> Task input:

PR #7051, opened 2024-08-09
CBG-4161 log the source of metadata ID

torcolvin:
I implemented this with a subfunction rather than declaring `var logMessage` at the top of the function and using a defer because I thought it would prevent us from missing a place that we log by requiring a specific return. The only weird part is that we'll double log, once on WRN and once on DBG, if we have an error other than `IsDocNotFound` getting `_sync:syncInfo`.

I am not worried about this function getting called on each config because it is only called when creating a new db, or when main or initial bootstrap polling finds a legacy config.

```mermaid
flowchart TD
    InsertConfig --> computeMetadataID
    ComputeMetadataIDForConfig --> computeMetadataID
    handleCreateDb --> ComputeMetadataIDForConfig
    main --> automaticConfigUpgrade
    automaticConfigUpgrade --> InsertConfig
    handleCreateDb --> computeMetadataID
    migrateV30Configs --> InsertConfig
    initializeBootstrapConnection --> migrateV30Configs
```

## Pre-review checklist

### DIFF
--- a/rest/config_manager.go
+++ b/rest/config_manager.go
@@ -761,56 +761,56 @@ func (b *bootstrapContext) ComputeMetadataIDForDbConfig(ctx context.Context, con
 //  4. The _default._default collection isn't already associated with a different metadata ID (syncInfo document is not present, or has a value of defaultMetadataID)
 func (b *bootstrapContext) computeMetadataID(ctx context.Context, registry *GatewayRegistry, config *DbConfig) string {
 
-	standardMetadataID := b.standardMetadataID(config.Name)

...

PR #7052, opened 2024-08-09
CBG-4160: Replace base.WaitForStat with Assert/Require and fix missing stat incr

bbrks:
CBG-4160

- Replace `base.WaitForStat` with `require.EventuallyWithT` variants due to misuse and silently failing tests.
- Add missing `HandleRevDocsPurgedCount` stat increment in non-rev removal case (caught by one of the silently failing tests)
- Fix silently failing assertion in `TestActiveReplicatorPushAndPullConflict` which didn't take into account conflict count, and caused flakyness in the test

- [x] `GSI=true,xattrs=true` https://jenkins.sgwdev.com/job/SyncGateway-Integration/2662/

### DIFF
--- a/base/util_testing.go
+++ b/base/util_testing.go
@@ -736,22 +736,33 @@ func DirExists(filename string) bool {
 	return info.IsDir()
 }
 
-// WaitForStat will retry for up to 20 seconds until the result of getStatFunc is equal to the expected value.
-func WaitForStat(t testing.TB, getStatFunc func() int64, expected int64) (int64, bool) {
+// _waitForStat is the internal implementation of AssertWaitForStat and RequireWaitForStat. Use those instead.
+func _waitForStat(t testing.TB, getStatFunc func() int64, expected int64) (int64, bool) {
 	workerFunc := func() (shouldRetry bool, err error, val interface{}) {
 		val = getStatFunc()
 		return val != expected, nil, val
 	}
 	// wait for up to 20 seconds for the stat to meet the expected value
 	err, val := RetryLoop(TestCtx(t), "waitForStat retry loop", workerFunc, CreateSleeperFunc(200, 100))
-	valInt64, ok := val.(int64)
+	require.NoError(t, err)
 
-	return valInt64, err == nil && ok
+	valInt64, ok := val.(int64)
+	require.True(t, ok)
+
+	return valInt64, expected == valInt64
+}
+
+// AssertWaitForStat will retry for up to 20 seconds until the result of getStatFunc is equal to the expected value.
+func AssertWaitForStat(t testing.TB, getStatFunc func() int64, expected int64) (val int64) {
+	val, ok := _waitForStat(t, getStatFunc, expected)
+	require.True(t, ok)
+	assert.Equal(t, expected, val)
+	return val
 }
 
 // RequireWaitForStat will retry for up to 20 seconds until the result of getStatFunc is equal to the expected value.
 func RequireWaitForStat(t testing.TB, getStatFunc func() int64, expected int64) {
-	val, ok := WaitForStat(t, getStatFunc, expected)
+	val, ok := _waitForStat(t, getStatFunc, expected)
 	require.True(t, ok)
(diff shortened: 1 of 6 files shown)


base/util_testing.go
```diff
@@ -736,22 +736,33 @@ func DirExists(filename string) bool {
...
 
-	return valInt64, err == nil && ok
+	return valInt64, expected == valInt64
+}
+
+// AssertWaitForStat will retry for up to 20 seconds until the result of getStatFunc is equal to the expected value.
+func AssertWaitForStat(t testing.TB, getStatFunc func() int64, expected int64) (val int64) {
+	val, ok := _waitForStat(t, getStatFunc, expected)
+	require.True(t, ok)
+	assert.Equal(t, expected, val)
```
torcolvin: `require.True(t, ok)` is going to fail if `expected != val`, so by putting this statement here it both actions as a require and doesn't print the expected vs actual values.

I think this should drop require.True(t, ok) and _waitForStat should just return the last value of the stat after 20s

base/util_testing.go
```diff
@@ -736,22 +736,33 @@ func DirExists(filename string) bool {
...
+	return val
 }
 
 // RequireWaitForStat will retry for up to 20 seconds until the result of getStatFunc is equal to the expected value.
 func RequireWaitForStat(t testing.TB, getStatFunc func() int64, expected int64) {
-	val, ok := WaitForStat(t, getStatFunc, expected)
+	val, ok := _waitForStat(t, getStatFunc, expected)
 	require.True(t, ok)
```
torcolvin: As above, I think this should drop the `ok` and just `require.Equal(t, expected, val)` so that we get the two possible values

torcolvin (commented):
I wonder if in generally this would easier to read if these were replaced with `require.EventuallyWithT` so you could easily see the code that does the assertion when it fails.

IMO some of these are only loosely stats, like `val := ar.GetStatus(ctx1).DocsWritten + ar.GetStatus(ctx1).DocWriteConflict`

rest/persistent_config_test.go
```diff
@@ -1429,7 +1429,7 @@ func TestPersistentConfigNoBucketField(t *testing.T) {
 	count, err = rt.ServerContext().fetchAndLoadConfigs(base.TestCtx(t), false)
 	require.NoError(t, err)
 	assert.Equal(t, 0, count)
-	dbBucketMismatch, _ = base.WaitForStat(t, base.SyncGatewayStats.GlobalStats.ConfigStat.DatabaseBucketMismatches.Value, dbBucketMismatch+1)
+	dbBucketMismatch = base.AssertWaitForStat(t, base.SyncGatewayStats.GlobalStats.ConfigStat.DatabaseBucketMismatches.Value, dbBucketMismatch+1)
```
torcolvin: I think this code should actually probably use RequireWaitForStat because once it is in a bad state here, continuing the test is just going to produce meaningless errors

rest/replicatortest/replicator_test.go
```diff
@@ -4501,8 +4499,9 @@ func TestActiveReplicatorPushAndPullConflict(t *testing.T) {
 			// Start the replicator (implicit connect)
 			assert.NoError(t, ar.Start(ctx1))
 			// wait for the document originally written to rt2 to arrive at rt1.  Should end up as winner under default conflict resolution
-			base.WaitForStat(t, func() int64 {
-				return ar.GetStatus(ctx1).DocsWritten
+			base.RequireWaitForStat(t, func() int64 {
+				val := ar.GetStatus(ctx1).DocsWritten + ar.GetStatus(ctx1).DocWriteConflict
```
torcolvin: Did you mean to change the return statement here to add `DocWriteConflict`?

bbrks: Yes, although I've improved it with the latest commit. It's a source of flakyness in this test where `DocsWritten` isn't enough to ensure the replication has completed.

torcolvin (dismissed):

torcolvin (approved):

> Exercise directions:
How many lines in the records contain the word "TestCtx"? Answer with the number alone.

> Result:
2